**Your instructions:** Word for word, set down every record that appears below.
Segment Start: Supplied information
PR #129, opened 2026-07-22
fix: restore agreed token budget wording

Whamp:
## Summary

Follow-up correction to #127.

#127 compressed the reviewed `tokenBudget` schema wording to remain under the existing provider-visible byte ceiling. That was the wrong tradeoff: the agreed language was the requirement, so this PR restores it verbatim and deliberately revises the ceiling instead.

> Optional user-requested soft spend gate, not a planning target. Do not set `tokenBudget` unless the user explicitly supplies a cap or asks you to choose one; never infer or invent one from task size. If omitted, the configured `defaultTokenBudget` applies; without one, the run is unlimited. Reaching the gate blocks later `agent()` calls; concurrent in-flight work can overshoot.

- Pins the full sentence with a strict equality regression test.
- Revises the accepted provider-visible definition ceiling from 4,283 to 4,392 bytes.
- Regenerates the context measurement and guidance baseline.

## Evidence

- `npx tsx --test tests/workflow-tool.test.ts tests/workflow-prompt-budget.test.ts` — 35/35
- `npm run build`
- `npm run docs:check`
- `npm run context:check`
- `npm run guidance:check`
- `npm run delivery-choice -- --model openai-codex/gpt-5.6-sol:high` — 3/3 scenarios passed against the exact wording

### DIFF
--- a/docs/workflow-context-surfaces.json
+++ b/docs/workflow-context-surfaces.json
@@ -13,7 +13,7 @@
     },
     "providerVisibleWorkflowToolDefinition": {
       "serialization": "UTF-8 bytes of JSON.stringify({ name, description, parameters })",
-      "bytes": 4276
+      "bytes": 4392
     },
     "registeredSkillsDiscovery": {
       "serialization": "sum of UTF-8 bytes of normalized Pi skill XML (name + description + location) across every root in package.json's pi.skills",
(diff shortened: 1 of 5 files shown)


QuintinShaw:
Thanks — restoring the exact wording the eval validated is the right call; shipping a paraphrase the harness never saw would quietly invalidate the 3/3 result. I pushed a small commit fixing the comment in the budget test (it credited #127 with the verbatim adoption — that's this PR; #127 was the compression) — hope you don't mind. Merging.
Segment End: Supplied information
**Answer area:**
PR #129, opened 2026-07-22
fix: restore agreed token budget wording

Whamp:
## Summary

Follow-up correction to #127.

#127 compressed the reviewed `tokenBudget` schema wording to remain under the existing provider-visible byte ceiling. That was the wrong tradeoff: the agreed language was the requirement, so this PR restores it verbatim and deliberately revises the ceiling instead.

> Optional user-requested soft spend gate, not a planning target. Do not set `tokenBudget` unless the user explicitly supplies a cap or asks you to choose one; never infer or invent one from task size. If omitted, the configured `defaultTokenBudget` applies; without one, the run is unlimited. Reaching the gate blocks later `agent()` calls; concurrent in-flight work can overshoot.

- Pins the full sentence with a strict equality regression test.
- Revises the accepted provider-visible definition ceiling from 4,283 to 4,392 bytes.
- Regenerates the context measurement and guidance baseline.

## Evidence

- `npx tsx --test tests/workflow-tool.test.ts tests/workflow-prompt-budget.test.ts` — 35/35
- `npm run build`
- `npm run docs:check`
- `npm run context:check`
- `npm run guidance:check`
- `npm run delivery-choice -- --model openai-codex/gpt-5.6-sol:high` — 3/3 scenarios passed against the exact wording

### DIFF
--- a/docs/workflow-context-surfaces.json
+++ b/docs/workflow-context-surfaces.json
@@ -13,7 +13,7 @@
     },
     "providerVisibleWorkflowToolDefinition": {
       "serialization": "UTF-8 bytes of JSON.stringify({ name, description, parameters })",
-      "bytes": 4276
+      "bytes": 4392
     },
     "registeredSkillsDiscovery": {
       "serialization": "sum of UTF-8 bytes of normalized Pi skill XML (name + description + location) across every root in package.json's pi.skills",
(diff shortened: 1 of 5 files shown)


QuintinShaw:
Thanks — restoring the exact wording the eval validated is the right call; shipping a paraphrase the harness never saw would quietly invalidate the 3/3 result. I pushed a small commit fixing the comment in the budget test (it credited #127 with the verbatim adoption — that's this PR; #127 was the compression) — hope you don't mind. Merging.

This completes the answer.